Confira nos tópicos abaixo os principais problemas dos bancários que o BB ainda não resolveu.

PCS 
O banco implantou inovações no Plano de Cargos e Salários (PCS), com o pacote de maio, que não atende as necessidades dos funcionários. Ainda faltam o interstício, o anuênio e um formato de plano que dê perspectiva de futuro aos trabalhadores.

PCC
O pacote de maio trouxe ainda mais problemas para o Plano de Cargos Comissionados (PCC). Acabou com as substituições através da "lateralidade" provocando um verdadeiro caos nos locais de trabalho. O assedio moral e o trabalho gratuito aumentaram de forma vertiginosa e o desvio de função se tornou ainda maior.

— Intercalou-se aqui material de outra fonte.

PR #2234, opened 2020-09-09
Improve setting the domain socket path into the sockaddr_un struct in TSockets

emmenlau:
The code that sets a domain socket path in `TServerSocket.cpp` and `TSocket.cpp` is currently slightly more complex than required (at least that is my understanding). Also it seems to contain a potential out-of-bounds-access.

I simplified the code in the following way:
 - Ensure that the `sockaddr_un struct` is fully set to zero before using it
   - This removes the necessity to deal with zero-termination of the path. It also removes the need for the `len` variable
 - Do not use `path_.size() + 1` length when `memcpy` the path from `path_` to the `sockaddr_un struct`
   - This may be an out-of-bounds-access in the current code, depending on whether `path_` actually contains an additional zero-terminating character (which is unlikely)

### DIFF
--- a/lib/cpp/src/thrift/transport/TServerSocket.cpp
+++ b/lib/cpp/src/thrift/transport/TServerSocket.cpp
@@ -398,8 +398,7 @@ void TServerSocket::listen() {
     _setup_unixdomain_sockopts();
 
 #ifndef _WIN32
-    size_t len = path_.size() + 1;
-    if (len > sizeof(((sockaddr_un*)nullptr)->sun_path)) {
+    if ((path_.size() + 1) > sizeof(((sockaddr_un*)nullptr)->sun_path)) {
       errno_copy = THRIFT_GET_SOCKET_ERROR;
       GlobalOutput.perror("TSocket::listen() Unix Domain socket path too long", errno_copy);
       throw TTransportException(TTransportException::NOT_OPEN,
@@ -408,16 +407,13 @@ void TServerSocket::listen() {
     }
 
     struct sockaddr_un address;
+    // Store the zero-terminated path in address.sun_path
+    memset(&address, '\0', sizeof(address));
     address.sun_family = AF_UNIX;
-    memcpy(address.sun_path, path_.c_str(), len);
-
-    auto structlen = static_cast<socklen_t>(sizeof(address));
+    memcpy(address.sun_path, path_.c_str(), path_.size());
 
     if (!address.sun_path[0]) { // abstract namespace socket
-#ifdef __linux__
-      // sun_path is not null-terminated in this case and structlen determines its length
-      structlen -= sizeof(address.sun_path) - len;
-#else
+#ifndef __linux__
       GlobalOutput.perror("TSocket::open() Abstract Namespace Domain sockets only supported on linux: ", -99);
       throw TTransportException(TTransportException::NOT_OPEN,
                                 " Abstract Namespace Domain socket path not supported");
@@ -425,7 +421,7 @@ void TServerSocket::listen() {
     }
 
     do {
-      if (0 == ::bind(serverSocket_, (struct sockaddr*)&address, structlen)) {
+      if (0 == ::bind(serverSocket_, (struct sockaddr*)&address, static_cast<socklen_t>(sizeof(struct sockaddr_un)))) {
         break;
       }
       errno_copy = THRIFT_GET_SOCKET_ERROR;
--- a/lib/cpp/src/thrift/transport/TSocket.cpp
+++ b/lib/cpp/src/thrift/transport/TSocket.cpp
@@ -329,31 +329,27 @@ void TSocket::openConnection(struct addrinfo* res) {
   if (!path_.empty()) {
 
 #ifndef _WIN32
-    size_t len = path_.size() + 1;
-    if (len > sizeof(((sockaddr_un*)nullptr)->sun_path)) {
+    if ((path_.size() + 1) > sizeof(((sockaddr_un*)nullptr)->sun_path)) {
       int errno_copy = THRIFT_GET_SOCKET_ERROR;
       GlobalOutput.perror("TSocket::open() Unix Domain socket path too long", errno_copy);
       throw TTransportException(TTransportException::NOT_OPEN, " Unix Domain socket path too long");
     }
 
     struct sockaddr_un address;
+    // Store the zero-terminated path in address.sun_path
+    memset(&address, '\0', sizeof(address));
     address.sun_family = AF_UNIX;
-    memcpy(address.sun_path, path_.c_str(), len);
-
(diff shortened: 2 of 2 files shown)


lib/cpp/src/thrift/transport/TServerSocket.cpp
```diff
@@ -408,24 +407,21 @@ void TServerSocket::listen() {
...
+#ifndef __linux__
       GlobalOutput.perror("TSocket::open() Abstract Namespace Domain sockets only supported on linux: ", -99);
       throw TTransportException(TTransportException::NOT_OPEN,
                                 " Abstract Namespace Domain socket path not supported");
 #endif
     }
 
     do {
-      if (0 == ::bind(serverSocket_, (struct sockaddr*)&address, structlen)) {
+      if (0 == ::bind(serverSocket_, (struct sockaddr*)&address, static_cast<socklen_t>(sizeof(address)))) {
```
ulidtko, line 424: I'm a bit wary about this `sizeof(address)` — because of how `struct sockaddr` can have more data following it. What type is `address` again?..

`man 7 unix` says this:
>    **Pathname sockets**
>       When binding a socket to a pathname, a few rules should be observed for maximum portability and ease of coding:
>
>   *  The pathname in sun_path should be null-terminated.
>   *  The length of the pathname, including the terminating null byte, should not exceed the size of sun_path.
>   *  The addrlen argument that describes the enclosing sockaddr_un structure should have a value of at least:
>
>             offsetof(struct sockaddr_un, sun_path)+strlen(addr.sun_path)+1
>
> or, more simply, addrlen can be specified as `sizeof(struct sockaddr_un)`.

Ah, so I see, line 409, it's exactly `sockaddr_un`. So all's good.

How about maybe:
```suggestion
      if (0 == ::bind(serverSocket_, (struct sockaddr*)&address, static_cast<socklen_t>(sizeof(struct sockaddr_un)))) {
```

? And similarly below

emmenlau: After re-considering #2235, I think this PR is wrong. I'm not handling the abstract socket paths correctly since they indeed may require `structlen` rather than `static_cast<socklen_t>(sizeof(struct sockaddr_un))`. What do you think?

emmenlau: Ok, refreshing my mind with https://stackoverflow.com/a/11640827/7200132, I take back the previous comment. It does work as I proposed, and zero-ing the full path is correct and necessary. So I'll consider your suggestion!

ulidtko: well I didn't check this in headers, but the manpage defines it as:
```
           struct sockaddr_un {
               sa_family_t sun_family;               /* AF_UNIX */
               char        sun_path[108];            /* Pathname */
           };
```

so it has fixed space for the socket path. I'm not sure the previous code was correct — but this PR seems to be OK. Also, you run tests with this patch, right?

lib/cpp/src/thrift/transport/TSocket.cpp
```diff
@@ -329,31 +329,27 @@ void TSocket::openConnection(struct addrinfo* res) {
...
-    memcpy(address.sun_path, path_.c_str(), len);
-
-    auto structlen = static_cast<socklen_t>(sizeof(address));
+    memcpy(address.sun_path, path_.c_str(), path_.size());
 
     if (!address.sun_path[0]) { // abstract namespace socket
-#ifdef __linux__
-      // sun_path is not null-terminated in this case and structlen determines its length
-      structlen -= sizeof(address.sun_path) - len;
-#else
```
ulidtko, line 349: I think I get it.

This code would "truncate" the unused bytes from `address.sun_path` (which'd include the null terminator BTW).

This may have worked — but `unix(7)` clearly says to pass `sizeof(struct sockaddr_un)`, the full thing, without any truncation business.

ulidtko (approved):
This addresses the null-termination concern nicely (via `memset`), better conforms to `unix(7)` and also obviates funny manipulations with lengths.

LGTM.

lib/cpp/src/thrift/transport/TServerSocket.cpp
```diff
@@ -408,24 +407,21 @@ void TServerSocket::listen() {
...
+#ifndef __linux__
       GlobalOutput.perror("TSocket::open() Abstract Namespace Domain sockets only supported on linux: ", -99);
       throw TTransportException(TTransportException::NOT_OPEN,
                                 " Abstract Namespace Domain socket path not supported");
 #endif
     }
 
     do {
-      if (0 == ::bind(serverSocket_, (struct sockaddr*)&address, structlen)) {
+      if (0 == ::bind(serverSocket_, (struct sockaddr*)&address, static_cast<socklen_t>(sizeof(struct sockaddr_un)))) {
```
deiv, line 424: I think, this will break the abstract unix socket type name.

emmenlau: Can you elaborate further if you observed problems with this? I had the same problems as https://stackoverflow.com/a/11640827/7200132 and problems went away when switching to above solution. This was tested on Ubuntu 18.04 and CentOS 7.

deiv: As the manual page says:

> The socket's address in this namespace is given by the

Desde 2003 que os bancários cobram a implementação das resoluções do GT PCS/PCC. 

TERCEIRIZAÇÃO
Diversos problemas com as empresas de terceirização têm sido denunciados ao banco, que não toma providências alegando que a legislação não permite. As empresas de vigilância, limpeza e telefonia "desaparecem" sem pagar salários e sem recolher os encargos sociais, deixando milhares de trabalhadores totalmente desamparados, com a conivência do BB que diz ser responsável socialmente. O pacote de maio trouxe ainda mais problemas nessa área com a implantação do PEE (processamento eletrônico de envelopes). Os terceiros são submetidos à humilhação, sendo obrigados a tirar a roupa e usar macacões ou batas sem bolsos, além de os lugares de trabalho serem inadequados. Estagiários realizam serviços de bancários, caracterizando interposição fraudulenta de mão de obra.

CCP
Mesmo com todas as negociações realizadas, ainda falta o banco cumprir o que ficou acertado em relação às Comissões de Conciliação Prévia (CCP). O banco insiste em apresentar um valor (paradigma) sem detalhar a que se refere, exigindo a quitação de horas extras e desvio de função. A tendência, pela postura do BB, é de o acordo não ser renovado e acabar com o instrumento. 

CERTIFICAÇÃO
A resolução 3.158 do Banco Central exige a certificação para aqueles que exerçam atividades na área de distribuição e mediação de títulos, valores mobiliários e derivativos (aplicações financeiras em geral) até 31/12/2007. Por razões diversas (falta de horário para estudo, carga de trabalho excessiva, etc), muitos funcionários não cumpriram a exigência. A Contraf cobrou do Banco do Brasil que esse prazo fosse dilatado, entretanto a direção afirma que não poderá fazê-lo for força da legislação e que aqueles que não atenderem o disposto na resolução serão descomissionados. "A falta de sensibilidade da empresa é absurda. O ritmo de trabalho imposto, as metas, o desvio de função, além de outros problemas do dia a dia impedem que os funcionários se preparem de forma adequada para as provas e por conta disso podem ser punidos", conta Marcel.

PARAGUAI 
Depois de uma longa negociação, o banco assinou um acordo no Ministério da Justiça e do Trabalho do Paraguai, concedendo reajuste e mantendo alguns benefícios dos trabalhadores do BB naquele País. Por mais absurdo que possa parecer, o BB simplesmente está descumprindo o acordo e perseguindo os dirigentes sindicais. Foi solicitada reunião entre o banco, o Sindicato Paraguaio e a Contraf, mas até o momento não houve resposta da empresa.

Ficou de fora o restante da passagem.